Hi, I'm using neo4j for quite a while now, so am familiar with the basics.
So my dataset contains multiple CSVs - nodes & edges files, which I import using bulk loader.
It contains various columns with integers and string values. Now I need to index them - multiple of them.
Before that here are some stats:
Total server RAM: 128 GB
Total CSV size: 34 GB
### neo4.conf -> configured as per results from neo4j-admin memrec
Initial & max heap size: 31 GB
Page Cache size: 78 GB
Now when I load the data and start the neo4j server, the initial RAM increases upto 32GB, which is reasonable because of the heap size. But when I index a column from node CSV (it contains integers ranging from 1-4):
CREATE INDEX word FOR (t:TOK) ON (t.word);
The RAM boosts upto ~ 65 GB. Now when I index other columns with the same datatype, the RAM increases only by 3 gigs or less, for each and every new column.

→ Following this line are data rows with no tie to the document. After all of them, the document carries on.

PR #2745, opened 2024-07-24
Allow Jwt payload to be the empty string.

### LINKED ISSUE #2656: [Bug / Feature Request]  Create JsonWebToken with empty Payload
I need to create [Detached JWS signature](https://tools.ietf.org/html/rfc7797) for all requests to a webservice. Also for `GET` requests (which do not have a body/payload). This library creates JWTs of thich I remove the payload to get the JWS variant. But for GET-requests there is no payload. The `CreateToken()`-method fails when the payload is `null` or `string.Empty`.

I want to be able to call `JsonWebTokenHandler.CreateToken()` with `string.Empty` as payload. 
The result should be an empty payload in the created token:
```
{header}..{signature}
```

I've concidered using `JsonWebTokenHandler.CreateToken(SecurityTokenDescriptor tokenDescriptor)`. The issue is that then an (empty) json-object is automatically created as payload.  

I'm now calling the `internal static CreateToken()` on `JsonWebTokenHandler` using reflection with an `string.Empty` payload. This actually works perfectly and results in the expected behaviour as described above. Only reflection is not a future proof solution.

**Additional context**
[iDeal API desciption with requirements of Detached JWS for all requests](https://currencenl.atlassian.net/wiki/spaces/IPD/pages/3417604322/Security+for+Direct+Connection#For-requests-and-responses-to-iDEAL)

brentschmaltz:
Nothing in the jwt spec requires the payload to have any values.
This PR allows the payload to be empty.

Fixes #2656

### DIFF
--- a/src/Microsoft.IdentityModel.JsonWebTokens/JsonWebToken.cs
+++ b/src/Microsoft.IdentityModel.JsonWebTokens/JsonWebToken.cs
@@ -114,7 +114,7 @@ namespace Microsoft.IdentityModel.JsonWebTokens
         /// Initializes a new instance of the <see cref="JsonWebToken"/> class where the header contains the crypto algorithms applied to the encoded header and payload.
         /// </summary>
         /// <param name="header">A string containing JSON which represents the cryptographic operations applied to the JWT and optionally any additional properties of the JWT.</param>
-        /// <param name="payload">A string containing JSON which represents the claims contained in the JWT. Each claim is a JSON object of the form { Name, Value }.</param>
+        /// <param name="payload">A string containing JSON which represents the claims contained in the JWT. Each claim is a JSON object of the form { Name, Value }. Can be the empty.</param>
         /// <remarks>
         /// See: <see href="https://datatracker.ietf.org/doc/html/rfc7519"/> (JWT).
         /// See: <see href="https://datatracker.ietf.org/doc/html/rfc7515"/> (JWS).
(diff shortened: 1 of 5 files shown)


jmprieur (approved):
Lgtm
I have not seen a. Round-trip test?
Empty payload - > token with header.. Signature - > parse to get 0 claims??

src/Microsoft.IdentityModel.JsonWebTokens/JsonWebToken.cs
```diff
@@ -130,7 +130,7 @@ public JsonWebToken(string header, string payload)
             if (string.IsNullOrEmpty(header))
                 throw LogHelper.LogArgumentNullException(nameof(header));
 
-            if (string.IsNullOrEmpty(payload))
+            if (payload == null)
```
remyblok: Docs on Line 117 and 127 should be updated now.

brentschmaltz: @remyblok updated.

FuPingFranco (approved):

src/Microsoft.IdentityModel.JsonWebTokens/JsonWebToken.cs
```diff
@@ -114,7 +114,7 @@ public JsonWebToken(ReadOnlyMemory<char> encodedTokenMemory)
         /// Initializes a new instance of the <see cref="JsonWebToken"/> class where the header contains the crypto algorithms applied to the encoded header and payload.
         /// </summary>
         /// <param name="header">A string containing JSON which represents the cryptographic operations applied to the JWT and optionally any additional properties of the JWT.</param>
-        /// <param name="payload">A string containing JSON which represents the claims contained in the JWT. Each claim is a JSON object of the form { Name, Value }.</param>
+        /// <param name="payload">A string containing JSON which represents the claims contained in the JWT. Each claim is a JSON object of the form { Name, Value }. Can be the empty.</param>
```
sruke, line 117: Consider rephrasing to "Can be empty".

PR #2751, opened 2024-07-26
Remove SlimLock when updating metadata.

brentschmaltz:
Metadata is now updated on a background Task.
Previously updating was behind a SlimLock which resulted in a call to RequestRefresh would block all token validations while obtaining metadata from the discovery endpoint.

### DIFF
--- a/src/Microsoft.IdentityModel.Protocols.OpenIdConnect/Configuration/OpenIdConnectConfigurationValidator.cs
+++ b/src/Microsoft.IdentityModel.Protocols.OpenIdConnect/Configuration/OpenIdConnectConfigurationValidator.cs
@@ -39,11 +39,20 @@ namespace Microsoft.IdentityModel.Protocols.OpenIdConnect.Configuration
                     Succeeded = false
                 };
             }
-            var numberOfValidKeys = openIdConnectConfiguration.JsonWebKeySet.Keys.Where(key => key.ConvertedSecurityKey != null).Count();
+
+            int numberOfValidKeys = 0;
+            for( int i = 0;  i < openIdConnectConfiguration.JsonWebKeySet.Keys.Count; i++)
+                if (openIdConnectConfiguration.JsonWebKeySet.Keys[i].ConvertedSecurityKey != null)
+                    numberOfValidKeys++;
 
             if (numberOfValidKeys < MinimumNumberOfKeys)
             {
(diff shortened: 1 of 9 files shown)


src/Microsoft.IdentityModel.Protocols/Configuration/ConfigurationManager.cs
```diff
@@ -145,83 +148,149 @@ public async Task<T> GetConfigurationAsync()
...
+        /// </summary>
+        private void UpdateCurrentConfiguration()
+        {
+#pragma warning disable CA1031 // Do not catch general exception types
+            try
+            {
+                T configuration = _configRetriever.GetConfigurationAsync(
+                    MetadataAddress,
+                    _docRetriever,
+                    CancellationToken.None).ConfigureAwait(false).GetAwaiter().GetResult();
```
GeoK, line 258: Generally speaking, we should make this method async to free up the thread while waiting for the HTTP response. Having that logic allows only for one thread to be in this state at a time, at most once in a 5-minute timeframe, I'm not sure if there are any benefits.

brentschmaltz: @GeoK this is called from _Task.Run so the task pool is being used is the thread blocked?

src/Microsoft.IdentityModel.Protocols.OpenIdConnect/Configuration/OpenIdConnectConfigurationValidator.cs
```diff
@@ -39,11 +39,20 @@ public ConfigurationValidationResult Validate(OpenIdConnectConfiguration openIdC
                     Succeeded = false
                 };
             }
-            var numberOfValidKeys = openIdConnectConfiguration.JsonWebKeySet.Keys.Where(key => key.ConvertedSecurityKey != null).Count();
+
+            int numberOfValidKeys = 0;
+            for( int i = 0;  i < openIdConnectConfiguration.JsonWebKeySet.Keys.Count; i++)
```
jennyf19: nit: spacing? `for( ` as opposed to `for ( `?

westin-m: +1 in favor of `for (`

jennyf19 (approved):
:shipit:

GeoK (approved):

I tried changing the order in which I was indexing the columns, but the general pattern is that the 1st index occupies maximum RAM, while the next ones take significantly less.
Now here are my questions:
- What performance implications does the amount of memory allocated has on my indexed data?
- How does neo4j decide the amount of memory it allocates for the indexes?
- What's the best approach to optimally distribute the memory among various indexes?